Onlangs was er het geruststellende nieuws dat de experimenten met automatische gezichtsherkenning op Brussels Airport om juridische redenen gestaakt worden. De wet laat de opslag van de fysieke eigenschappen van gezichten niet toe.

Eerder werd in Kortrijk met veel bombarie een nieuw systeem voorgesteld dat personen kan volgen en vinden op basis van een bepaalde eigenschap. Is de politie op zoek naar iemand met een rode jas en blauwe tas, dan is het een kwestie van seconden voor het systeem dankzij de beelden van de honderden Kortrijkse camera’s de verdachte tevoorschijn tovert.

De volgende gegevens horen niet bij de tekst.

PR #678, opened 2021-03-31
Add ability to serialize annotation-xml content.

dpvc:
This PR adds a `serializeXML()` method for the DOMadaptor, and implements it in the HTML and Lite adaptors.  This is then used by the `XMLNode` class to get its serialized version for output in serialized MathML.  This allows `<annotation-xml>` element that contain HTML content with self-closing tags like `<input>` that don't usually produce valid XML to produce a serialized version that can be parsed by SRE as well as by MathJax.  This allows `<annotation-xml>` to be used with the assistive tools.

### DIFF
--- a/ts/adaptors/lite/Parser.ts
+++ b/ts/adaptors/lite/Parser.ts
@@ -355,9 +355,10 @@ export class LiteParser implements MinDOMParser<LiteDocument> {
     const attributes = adaptor.allAttributes(node).map(
       (x: AttributeData) => x.name + '="' + (CDATA[x.name] ? x.value : this.protectAttribute(x.value)) + '"'
     ).join(' ');
+    const content = this.serializeInner(adaptor, node, xml);
     const html =
       '<' + tag + (attributes ? ' ' + attributes : '')
-      + (SELF_CLOSING[tag] ? (xml ? ' />' : '>') : '>' + adaptor.innerHTML(node) + '</' + tag + '>');
+          + (content && !SELF_CLOSING[tag] ? `>${content}</${tag}>` : xml ? '/>' : '>');
     return html;
   }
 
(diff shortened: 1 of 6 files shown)


dpvc:
An example that used to fail is something like

``` html
  <semantics>
    <annotation-xml encoding="application/xhtml+xml">
      <input style="width: 1em;" xmlns="http://www.w3.org/1999/xhtml">
    </annotation-xml>
  </semantics>
</math>
```

This construction is used by the `\forminput` extension to insert input areas into MathJax expressions.

ts/adaptors/lite/Parser.ts
```diff
@@ -345,18 +345,19 @@ export class LiteParser implements MinDOMParser<LiteDocument> {
...
     const CDATA = (this.constructor as typeof LiteParser).CDATA_ATTR;
     const tag = adaptor.kind(node);
     const attributes = adaptor.allAttributes(node).map(
       (x: AttributeData) => x.name + '="' + (CDATA[x.name] ? x.value : this.protectAttribute(x.value)) + '"'
     ).join(' ');
     const html =
-      '<' + tag + (attributes ? ' ' + attributes : '') + '>'
-      + (SELF_CLOSING[tag] ? '' : adaptor.innerHTML(node) + '</' + tag + '>');
+      '<' + tag + (attributes ? ' ' + attributes : '')
+      + (SELF_CLOSING[tag] ? (xml ? ' />' : '>') : '>' + adaptor.innerHTML(node) + '</' + tag + '>');
```
zorkow, line 360: In XML any self-closing tag will close, regardless of whether there is `innerHTML` or not. Is that really intended?
In other words: `self_closing` is not the same as an empty tag?

zorkow (commented):
I have my doubts about whether self-closing tags are handled correctly.

ts/adaptors/lite/Parser.ts
dpvc: The purpose, here, is to get HTML to serialize as XML.  I'm not trying to handle all empty tags as self closing, as `<tag></tag>` is valid in that case.  This is to handle HTML where something like `<input...>` doesn't have a close tag or a `/>`, but needs to in order to be used in `<annotation-xml>` (unclosed tags cause parsing errors otherwise).  The `SELF_CLOSING` array lists those, and `innerHTML` uses that to generates HTML that doesn't have a close tag when it is not needed in HTML (like for `<input>`).  We don't want to do that for XML output.  Everything else gets a close tag already, so that is why `SELF_CLOSING` is the trigger for `/>` in this case.  Again, it is not about empty content (though it could be extended to do that, but that wasn't the intent).  

I do see, however, that `innerHTML` isn't the right thing to use, here, as the content needs to be serialized as XML as well.   So I will have to fix that.

dpvc:
> I have my doubts about whether self-closing tags are handled correctly.

OK, I adjusted the algorithm.  See if you like that better.

zorkow:
> > I have my doubts about whether self-closing tags are handled correctly.
> 
> OK, I adjusted the algorithm. See if you like that better.

I do.

zorkow (approved):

Het stadsbestuur kondigde recent aan dat het in extra camera’s investeert om alle blinde vlekken weg te werken. Criticasters werden vlug gesust. Automatische gezichtsherkenning is mogelijk met het Kortrijkse systeem, maar om juridische redenen is die optie nog uitgeschakeld. 

In beide gevallen voel je dat het een kwestie van één groot veiligheidsincident is voor de overheid in een vlaag van daadkracht de deur naar automatische gezichtsherkenning helemaal openzet. Als een oorlog tegen terrorisme zich opdringt, is privacy voor heel wat angstige kiezers snel een overbodige luxe. Dat we niet weten wie exact toegang tot camerabeelden heeft, speelt dan even geen rol.

Eén groot veiligheidsincident en de overheid zet in een vlaag van daadkracht de deur naar automatische gezichtsherkenning open. Dat we geen idee hebben wat gebeurt als we de optie aanvinken om van iedereen te weten waar ze uithangen, lijkt nu al weinigen te storen. Velen willen vooral dat we in staat zijn met camera’s bijvoorbeeld de dader van de trieste moord op Julie Van Espen te vatten. Kom dan niet aanzetten met verheven principes over privacy. Wie niets te verbergen heeft, hoeft zich geen zorgen te maken, luidt het mantra.